Search the material below for the string "case" and extract each line that has it.

*-*-*

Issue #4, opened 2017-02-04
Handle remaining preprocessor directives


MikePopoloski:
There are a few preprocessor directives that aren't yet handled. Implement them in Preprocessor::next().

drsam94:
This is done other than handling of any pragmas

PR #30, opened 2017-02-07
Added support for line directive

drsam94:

*-*-*

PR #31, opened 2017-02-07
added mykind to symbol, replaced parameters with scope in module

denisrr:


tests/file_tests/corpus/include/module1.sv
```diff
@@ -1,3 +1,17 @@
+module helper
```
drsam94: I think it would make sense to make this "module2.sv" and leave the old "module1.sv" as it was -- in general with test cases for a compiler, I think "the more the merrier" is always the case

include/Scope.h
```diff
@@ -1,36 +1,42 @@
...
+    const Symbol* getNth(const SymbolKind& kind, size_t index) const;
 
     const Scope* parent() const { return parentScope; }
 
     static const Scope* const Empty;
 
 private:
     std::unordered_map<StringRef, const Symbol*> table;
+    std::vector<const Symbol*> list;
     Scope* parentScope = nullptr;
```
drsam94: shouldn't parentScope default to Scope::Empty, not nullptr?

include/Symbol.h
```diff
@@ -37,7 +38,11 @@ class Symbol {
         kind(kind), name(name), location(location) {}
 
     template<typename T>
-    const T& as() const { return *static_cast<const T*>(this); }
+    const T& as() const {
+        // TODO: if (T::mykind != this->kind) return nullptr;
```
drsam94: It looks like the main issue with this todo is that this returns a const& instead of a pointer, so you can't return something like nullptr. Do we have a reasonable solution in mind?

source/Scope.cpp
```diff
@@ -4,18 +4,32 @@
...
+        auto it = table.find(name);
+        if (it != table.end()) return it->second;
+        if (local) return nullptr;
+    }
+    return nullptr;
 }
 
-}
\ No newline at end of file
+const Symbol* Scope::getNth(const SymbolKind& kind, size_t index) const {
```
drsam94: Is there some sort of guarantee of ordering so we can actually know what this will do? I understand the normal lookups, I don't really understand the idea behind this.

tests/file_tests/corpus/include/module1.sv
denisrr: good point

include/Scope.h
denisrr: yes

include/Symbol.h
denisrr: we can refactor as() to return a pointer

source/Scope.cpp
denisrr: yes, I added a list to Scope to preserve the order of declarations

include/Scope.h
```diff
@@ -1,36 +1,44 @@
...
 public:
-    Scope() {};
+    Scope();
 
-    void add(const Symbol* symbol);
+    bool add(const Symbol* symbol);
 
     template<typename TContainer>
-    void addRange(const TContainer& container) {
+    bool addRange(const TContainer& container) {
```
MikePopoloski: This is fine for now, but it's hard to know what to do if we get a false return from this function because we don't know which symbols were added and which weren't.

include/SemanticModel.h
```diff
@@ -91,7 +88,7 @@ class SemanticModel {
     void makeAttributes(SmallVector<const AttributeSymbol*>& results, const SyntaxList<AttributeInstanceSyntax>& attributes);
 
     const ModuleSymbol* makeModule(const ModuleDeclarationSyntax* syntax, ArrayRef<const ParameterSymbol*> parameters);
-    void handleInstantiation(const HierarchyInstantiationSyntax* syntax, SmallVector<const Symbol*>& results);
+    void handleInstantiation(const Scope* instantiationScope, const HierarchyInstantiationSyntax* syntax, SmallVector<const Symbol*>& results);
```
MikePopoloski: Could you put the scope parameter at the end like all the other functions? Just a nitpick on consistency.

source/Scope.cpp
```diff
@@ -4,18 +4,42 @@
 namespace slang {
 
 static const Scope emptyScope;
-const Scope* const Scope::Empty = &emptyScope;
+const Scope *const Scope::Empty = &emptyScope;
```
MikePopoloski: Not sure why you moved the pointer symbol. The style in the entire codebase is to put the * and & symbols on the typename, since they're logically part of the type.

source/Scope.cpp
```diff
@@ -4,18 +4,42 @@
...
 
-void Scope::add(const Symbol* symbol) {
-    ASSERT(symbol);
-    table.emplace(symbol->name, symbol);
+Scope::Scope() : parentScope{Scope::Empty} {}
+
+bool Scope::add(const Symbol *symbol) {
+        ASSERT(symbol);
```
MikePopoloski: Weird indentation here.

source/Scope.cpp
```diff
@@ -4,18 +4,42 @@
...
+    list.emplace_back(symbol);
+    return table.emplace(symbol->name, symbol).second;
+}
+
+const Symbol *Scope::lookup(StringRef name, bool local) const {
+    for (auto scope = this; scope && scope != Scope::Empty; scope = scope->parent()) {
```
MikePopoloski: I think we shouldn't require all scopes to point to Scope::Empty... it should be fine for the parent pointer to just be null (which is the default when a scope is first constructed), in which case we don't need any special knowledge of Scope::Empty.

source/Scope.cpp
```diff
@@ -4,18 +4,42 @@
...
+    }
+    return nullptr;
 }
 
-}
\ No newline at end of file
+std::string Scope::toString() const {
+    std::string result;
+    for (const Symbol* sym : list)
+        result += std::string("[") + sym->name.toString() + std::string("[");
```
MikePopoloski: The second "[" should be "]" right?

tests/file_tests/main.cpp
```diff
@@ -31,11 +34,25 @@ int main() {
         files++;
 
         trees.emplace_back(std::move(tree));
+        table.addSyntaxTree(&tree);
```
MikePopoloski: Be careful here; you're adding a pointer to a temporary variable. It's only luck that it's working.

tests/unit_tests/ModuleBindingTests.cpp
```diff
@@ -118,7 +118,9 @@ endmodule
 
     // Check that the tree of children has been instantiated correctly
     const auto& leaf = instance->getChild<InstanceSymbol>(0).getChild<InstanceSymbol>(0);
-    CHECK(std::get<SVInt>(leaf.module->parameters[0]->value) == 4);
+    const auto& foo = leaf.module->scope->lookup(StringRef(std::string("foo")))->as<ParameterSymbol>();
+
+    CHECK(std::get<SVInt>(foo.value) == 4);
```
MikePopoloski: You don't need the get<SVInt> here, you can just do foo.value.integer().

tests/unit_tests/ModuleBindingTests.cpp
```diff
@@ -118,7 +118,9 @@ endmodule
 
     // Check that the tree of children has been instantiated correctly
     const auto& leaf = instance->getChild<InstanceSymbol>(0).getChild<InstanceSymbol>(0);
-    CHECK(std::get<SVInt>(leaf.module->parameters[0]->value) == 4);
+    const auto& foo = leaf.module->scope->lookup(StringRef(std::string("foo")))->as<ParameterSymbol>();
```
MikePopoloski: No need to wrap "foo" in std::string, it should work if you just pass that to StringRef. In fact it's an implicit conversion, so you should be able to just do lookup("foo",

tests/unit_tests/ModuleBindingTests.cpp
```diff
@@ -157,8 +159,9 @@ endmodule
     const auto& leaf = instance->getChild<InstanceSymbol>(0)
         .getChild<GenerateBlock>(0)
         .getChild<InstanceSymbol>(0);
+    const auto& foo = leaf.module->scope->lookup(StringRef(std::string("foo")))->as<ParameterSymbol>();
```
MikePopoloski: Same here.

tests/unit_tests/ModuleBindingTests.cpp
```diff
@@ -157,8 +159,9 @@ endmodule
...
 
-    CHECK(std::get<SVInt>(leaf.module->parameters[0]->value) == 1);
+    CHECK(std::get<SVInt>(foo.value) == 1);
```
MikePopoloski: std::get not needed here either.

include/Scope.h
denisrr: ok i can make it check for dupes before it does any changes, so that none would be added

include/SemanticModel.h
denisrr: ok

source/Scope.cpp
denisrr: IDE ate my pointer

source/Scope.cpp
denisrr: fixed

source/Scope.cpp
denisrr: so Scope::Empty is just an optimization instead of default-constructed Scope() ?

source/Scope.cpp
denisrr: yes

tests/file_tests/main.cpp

*-*-*

(Solution to this exercise)
drsam94: I think it would make sense to make this "module2.sv" and leave the old "module1.sv" as it was -- in general with test cases for a compiler, I think "the more the merrier" is always the case
MikePopoloski: I think we shouldn't require all scopes to point to Scope::Empty... it should be fine for the parent pointer to just be null (which is the default when a scope is first constructed), in which case we don't need any special knowledge of Scope::Empty.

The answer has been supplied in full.